PROVIDED RECORDS:
/---

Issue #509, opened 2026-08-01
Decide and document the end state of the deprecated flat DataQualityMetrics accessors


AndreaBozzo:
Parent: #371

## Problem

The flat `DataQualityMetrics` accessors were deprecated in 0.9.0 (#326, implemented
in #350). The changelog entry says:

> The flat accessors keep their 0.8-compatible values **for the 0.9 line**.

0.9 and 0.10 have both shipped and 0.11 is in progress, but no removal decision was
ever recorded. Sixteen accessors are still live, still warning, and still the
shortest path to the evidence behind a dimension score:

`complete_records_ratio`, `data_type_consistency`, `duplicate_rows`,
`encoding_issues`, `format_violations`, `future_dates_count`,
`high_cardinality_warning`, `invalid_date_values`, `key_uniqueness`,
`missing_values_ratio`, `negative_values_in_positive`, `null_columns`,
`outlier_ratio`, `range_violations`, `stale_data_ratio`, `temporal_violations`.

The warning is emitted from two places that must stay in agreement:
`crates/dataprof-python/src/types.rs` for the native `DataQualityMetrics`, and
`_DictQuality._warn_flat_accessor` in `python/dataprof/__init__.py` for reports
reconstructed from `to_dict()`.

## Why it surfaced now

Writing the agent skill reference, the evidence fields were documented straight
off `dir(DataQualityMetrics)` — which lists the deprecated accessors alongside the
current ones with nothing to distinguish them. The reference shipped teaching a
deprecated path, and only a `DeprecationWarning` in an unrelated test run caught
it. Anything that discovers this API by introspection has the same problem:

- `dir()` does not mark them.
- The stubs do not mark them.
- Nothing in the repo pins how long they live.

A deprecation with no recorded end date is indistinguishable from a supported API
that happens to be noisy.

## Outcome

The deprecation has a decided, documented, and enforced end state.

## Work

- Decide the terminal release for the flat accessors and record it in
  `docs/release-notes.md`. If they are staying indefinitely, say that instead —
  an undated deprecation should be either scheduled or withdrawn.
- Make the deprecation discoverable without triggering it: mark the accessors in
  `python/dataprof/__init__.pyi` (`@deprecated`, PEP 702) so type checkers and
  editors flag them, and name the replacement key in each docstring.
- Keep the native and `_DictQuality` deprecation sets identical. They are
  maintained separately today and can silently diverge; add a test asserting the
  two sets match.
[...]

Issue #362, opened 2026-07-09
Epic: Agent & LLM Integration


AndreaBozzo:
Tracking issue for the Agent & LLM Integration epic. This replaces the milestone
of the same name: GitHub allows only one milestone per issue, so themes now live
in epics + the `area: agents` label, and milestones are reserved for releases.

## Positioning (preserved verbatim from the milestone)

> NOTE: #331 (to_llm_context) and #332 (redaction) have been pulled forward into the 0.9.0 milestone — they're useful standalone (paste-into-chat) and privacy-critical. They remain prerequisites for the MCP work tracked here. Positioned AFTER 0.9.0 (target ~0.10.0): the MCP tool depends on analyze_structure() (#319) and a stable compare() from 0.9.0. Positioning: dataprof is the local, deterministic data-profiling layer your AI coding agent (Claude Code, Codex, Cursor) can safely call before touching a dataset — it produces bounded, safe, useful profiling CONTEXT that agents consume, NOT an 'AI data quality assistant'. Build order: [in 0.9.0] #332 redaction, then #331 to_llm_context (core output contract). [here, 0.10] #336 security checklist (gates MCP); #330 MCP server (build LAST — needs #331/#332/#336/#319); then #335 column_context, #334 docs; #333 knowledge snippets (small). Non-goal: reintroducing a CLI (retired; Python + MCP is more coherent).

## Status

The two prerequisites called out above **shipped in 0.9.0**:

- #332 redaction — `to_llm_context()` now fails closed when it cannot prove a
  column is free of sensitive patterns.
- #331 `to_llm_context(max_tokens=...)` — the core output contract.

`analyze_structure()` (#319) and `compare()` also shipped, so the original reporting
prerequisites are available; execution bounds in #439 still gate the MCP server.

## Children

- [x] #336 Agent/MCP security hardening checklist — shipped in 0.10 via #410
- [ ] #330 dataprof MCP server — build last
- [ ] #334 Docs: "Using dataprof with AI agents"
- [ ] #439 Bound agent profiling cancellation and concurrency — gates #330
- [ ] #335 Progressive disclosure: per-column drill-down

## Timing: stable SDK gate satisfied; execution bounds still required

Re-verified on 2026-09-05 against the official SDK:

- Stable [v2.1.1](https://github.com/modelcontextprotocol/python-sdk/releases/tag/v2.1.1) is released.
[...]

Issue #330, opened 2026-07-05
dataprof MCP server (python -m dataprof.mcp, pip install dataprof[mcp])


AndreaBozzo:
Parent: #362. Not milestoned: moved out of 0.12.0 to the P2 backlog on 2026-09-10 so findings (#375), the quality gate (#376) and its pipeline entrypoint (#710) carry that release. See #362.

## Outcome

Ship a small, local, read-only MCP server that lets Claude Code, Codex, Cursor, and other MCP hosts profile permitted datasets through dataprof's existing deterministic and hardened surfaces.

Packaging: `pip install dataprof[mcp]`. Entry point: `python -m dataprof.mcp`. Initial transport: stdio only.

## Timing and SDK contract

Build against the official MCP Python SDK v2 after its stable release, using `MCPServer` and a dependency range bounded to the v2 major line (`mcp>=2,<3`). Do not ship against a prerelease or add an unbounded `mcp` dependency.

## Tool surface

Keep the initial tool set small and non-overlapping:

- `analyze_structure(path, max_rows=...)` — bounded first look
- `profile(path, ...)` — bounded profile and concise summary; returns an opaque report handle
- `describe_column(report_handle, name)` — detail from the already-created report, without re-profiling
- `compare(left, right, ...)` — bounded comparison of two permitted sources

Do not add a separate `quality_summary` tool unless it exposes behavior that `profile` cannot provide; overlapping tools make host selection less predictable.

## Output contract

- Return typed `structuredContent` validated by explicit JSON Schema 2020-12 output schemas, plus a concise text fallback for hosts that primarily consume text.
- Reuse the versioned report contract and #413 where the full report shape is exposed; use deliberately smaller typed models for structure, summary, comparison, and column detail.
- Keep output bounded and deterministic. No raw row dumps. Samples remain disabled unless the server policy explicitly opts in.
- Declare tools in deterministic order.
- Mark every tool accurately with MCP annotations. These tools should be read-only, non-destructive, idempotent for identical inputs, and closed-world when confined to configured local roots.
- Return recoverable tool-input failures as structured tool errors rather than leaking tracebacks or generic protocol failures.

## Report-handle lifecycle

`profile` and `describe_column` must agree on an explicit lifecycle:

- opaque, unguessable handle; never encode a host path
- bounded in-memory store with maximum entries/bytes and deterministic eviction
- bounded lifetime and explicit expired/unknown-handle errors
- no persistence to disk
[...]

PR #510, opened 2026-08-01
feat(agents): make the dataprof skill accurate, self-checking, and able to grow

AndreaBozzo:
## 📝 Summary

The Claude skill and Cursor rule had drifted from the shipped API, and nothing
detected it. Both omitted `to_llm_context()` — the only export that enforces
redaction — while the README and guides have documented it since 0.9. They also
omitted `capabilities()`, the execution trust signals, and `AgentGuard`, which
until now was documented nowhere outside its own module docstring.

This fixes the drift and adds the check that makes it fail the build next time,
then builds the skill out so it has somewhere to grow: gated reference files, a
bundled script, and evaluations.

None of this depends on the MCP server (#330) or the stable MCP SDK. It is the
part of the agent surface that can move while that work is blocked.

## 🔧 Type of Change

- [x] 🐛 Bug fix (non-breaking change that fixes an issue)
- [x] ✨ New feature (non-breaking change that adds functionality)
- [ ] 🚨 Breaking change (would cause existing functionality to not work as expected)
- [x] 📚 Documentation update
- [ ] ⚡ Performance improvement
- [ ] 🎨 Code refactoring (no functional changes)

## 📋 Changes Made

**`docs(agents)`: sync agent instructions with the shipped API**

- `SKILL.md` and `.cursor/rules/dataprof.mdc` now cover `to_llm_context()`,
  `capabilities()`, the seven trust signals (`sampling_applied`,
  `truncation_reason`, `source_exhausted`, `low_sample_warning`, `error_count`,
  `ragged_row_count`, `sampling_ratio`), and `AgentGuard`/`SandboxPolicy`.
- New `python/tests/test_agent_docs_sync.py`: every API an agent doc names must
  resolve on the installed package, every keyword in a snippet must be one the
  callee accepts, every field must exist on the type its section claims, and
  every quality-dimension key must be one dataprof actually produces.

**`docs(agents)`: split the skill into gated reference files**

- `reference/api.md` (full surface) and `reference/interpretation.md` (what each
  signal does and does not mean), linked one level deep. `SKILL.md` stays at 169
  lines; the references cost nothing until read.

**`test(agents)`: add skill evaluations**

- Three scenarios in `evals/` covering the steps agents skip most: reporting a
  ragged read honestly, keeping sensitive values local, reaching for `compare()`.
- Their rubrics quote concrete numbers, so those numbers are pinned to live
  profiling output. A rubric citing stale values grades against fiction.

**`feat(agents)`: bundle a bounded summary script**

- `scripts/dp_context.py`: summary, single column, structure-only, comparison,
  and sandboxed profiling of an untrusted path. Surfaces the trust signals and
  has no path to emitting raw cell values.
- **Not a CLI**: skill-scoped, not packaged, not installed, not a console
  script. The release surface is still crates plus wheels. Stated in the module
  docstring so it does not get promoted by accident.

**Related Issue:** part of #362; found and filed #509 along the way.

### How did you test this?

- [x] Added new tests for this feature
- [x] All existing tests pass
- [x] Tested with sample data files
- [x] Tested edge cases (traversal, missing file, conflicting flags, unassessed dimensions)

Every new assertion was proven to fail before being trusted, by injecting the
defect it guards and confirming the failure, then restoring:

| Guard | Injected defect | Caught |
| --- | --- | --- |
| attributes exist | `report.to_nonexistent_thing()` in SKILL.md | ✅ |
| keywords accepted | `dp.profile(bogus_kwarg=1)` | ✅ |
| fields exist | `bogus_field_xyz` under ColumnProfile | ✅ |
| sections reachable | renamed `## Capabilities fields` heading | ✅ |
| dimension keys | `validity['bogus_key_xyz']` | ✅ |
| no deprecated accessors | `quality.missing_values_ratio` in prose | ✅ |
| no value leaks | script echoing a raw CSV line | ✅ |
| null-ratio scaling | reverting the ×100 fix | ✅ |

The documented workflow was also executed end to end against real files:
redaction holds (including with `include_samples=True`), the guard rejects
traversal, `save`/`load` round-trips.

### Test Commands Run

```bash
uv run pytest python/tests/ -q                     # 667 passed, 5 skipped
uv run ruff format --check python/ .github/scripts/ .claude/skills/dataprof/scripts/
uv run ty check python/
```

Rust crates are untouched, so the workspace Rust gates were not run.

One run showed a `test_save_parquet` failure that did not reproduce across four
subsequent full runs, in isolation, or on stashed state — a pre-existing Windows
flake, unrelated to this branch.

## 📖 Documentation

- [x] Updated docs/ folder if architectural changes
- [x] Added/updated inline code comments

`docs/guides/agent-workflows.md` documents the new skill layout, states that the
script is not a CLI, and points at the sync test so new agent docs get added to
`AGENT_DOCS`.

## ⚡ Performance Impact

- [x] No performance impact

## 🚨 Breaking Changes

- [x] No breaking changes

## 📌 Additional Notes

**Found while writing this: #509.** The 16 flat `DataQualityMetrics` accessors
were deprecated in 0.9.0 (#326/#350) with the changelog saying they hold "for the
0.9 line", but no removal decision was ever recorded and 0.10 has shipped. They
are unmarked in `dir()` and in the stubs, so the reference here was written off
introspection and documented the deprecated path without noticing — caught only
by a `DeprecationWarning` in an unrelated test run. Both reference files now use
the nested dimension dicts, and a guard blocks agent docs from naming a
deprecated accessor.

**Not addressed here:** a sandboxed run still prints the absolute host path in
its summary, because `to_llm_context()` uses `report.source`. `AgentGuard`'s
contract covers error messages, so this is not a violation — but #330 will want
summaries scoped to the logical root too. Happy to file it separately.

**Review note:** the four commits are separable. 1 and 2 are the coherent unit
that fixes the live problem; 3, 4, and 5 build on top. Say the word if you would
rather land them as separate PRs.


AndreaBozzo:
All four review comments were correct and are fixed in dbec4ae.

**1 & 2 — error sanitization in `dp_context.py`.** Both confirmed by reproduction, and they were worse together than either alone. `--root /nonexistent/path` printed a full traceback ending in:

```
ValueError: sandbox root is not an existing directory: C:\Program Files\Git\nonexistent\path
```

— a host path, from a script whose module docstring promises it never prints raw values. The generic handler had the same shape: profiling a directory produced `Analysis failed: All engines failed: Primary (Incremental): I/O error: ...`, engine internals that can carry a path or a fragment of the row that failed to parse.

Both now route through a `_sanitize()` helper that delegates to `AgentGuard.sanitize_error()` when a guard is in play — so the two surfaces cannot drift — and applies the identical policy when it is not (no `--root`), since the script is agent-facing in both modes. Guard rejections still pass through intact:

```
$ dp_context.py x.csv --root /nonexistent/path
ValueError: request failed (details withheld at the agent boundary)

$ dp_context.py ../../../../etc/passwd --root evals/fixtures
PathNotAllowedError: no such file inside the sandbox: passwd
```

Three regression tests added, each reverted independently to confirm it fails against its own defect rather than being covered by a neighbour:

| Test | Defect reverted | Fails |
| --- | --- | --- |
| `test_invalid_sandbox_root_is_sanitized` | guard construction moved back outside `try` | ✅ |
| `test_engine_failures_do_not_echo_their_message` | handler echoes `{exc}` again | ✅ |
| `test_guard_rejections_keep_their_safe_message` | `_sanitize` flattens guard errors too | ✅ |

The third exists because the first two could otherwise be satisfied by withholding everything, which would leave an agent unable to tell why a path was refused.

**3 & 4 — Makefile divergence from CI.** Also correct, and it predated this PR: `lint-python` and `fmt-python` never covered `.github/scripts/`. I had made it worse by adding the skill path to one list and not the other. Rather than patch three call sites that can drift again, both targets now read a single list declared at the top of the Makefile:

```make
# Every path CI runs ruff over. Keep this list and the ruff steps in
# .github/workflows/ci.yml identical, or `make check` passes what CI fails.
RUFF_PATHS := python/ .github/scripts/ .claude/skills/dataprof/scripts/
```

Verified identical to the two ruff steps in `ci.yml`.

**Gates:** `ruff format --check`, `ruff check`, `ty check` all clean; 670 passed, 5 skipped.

\---

TASK DESCRIPTION: Look above for the line holding "defect it guards" and the line holding "writing this: #509.**", then output exactly those two lines and every line between them, nothing more.

PROBLEM SOLUTION:
defect it guards and confirming the failure, then restoring:

| Guard | Injected defect | Caught |
| --- | --- | --- |
| attributes exist | `report.to_nonexistent_thing()` in SKILL.md | ✅ |
| keywords accepted | `dp.profile(bogus_kwarg=1)` | ✅ |
| fields exist | `bogus_field_xyz` under ColumnProfile | ✅ |
| sections reachable | renamed `## Capabilities fields` heading | ✅ |
| dimension keys | `validity['bogus_key_xyz']` | ✅ |
| no deprecated accessors | `quality.missing_values_ratio` in prose | ✅ |
| no value leaks | script echoing a raw CSV line | ✅ |
| null-ratio scaling | reverting the ×100 fix | ✅ |

The documented workflow was also executed end to end against real files:
redaction holds (including with `include_samples=True`), the guard rejects
traversal, `save`/`load` round-trips.

### Test Commands Run

```bash
uv run pytest python/tests/ -q                     # 667 passed, 5 skipped
uv run ruff format --check python/ .github/scripts/ .claude/skills/dataprof/scripts/
uv run ty check python/
```

Rust crates are untouched, so the workspace Rust gates were not run.

One run showed a `test_save_parquet` failure that did not reproduce across four
subsequent full runs, in isolation, or on stashed state — a pre-existing Windows
flake, unrelated to this branch.

## 📖 Documentation

- [x] Updated docs/ folder if architectural changes
- [x] Added/updated inline code comments

`docs/guides/agent-workflows.md` documents the new skill layout, states that the
script is not a CLI, and points at the sync test so new agent docs get added to
`AGENT_DOCS`.

## ⚡ Performance Impact

- [x] No performance impact

## 🚨 Breaking Changes

- [x] No breaking changes

## 📌 Additional Notes

**Found while writing this: #509.** The 16 flat `DataQualityMetrics` accessors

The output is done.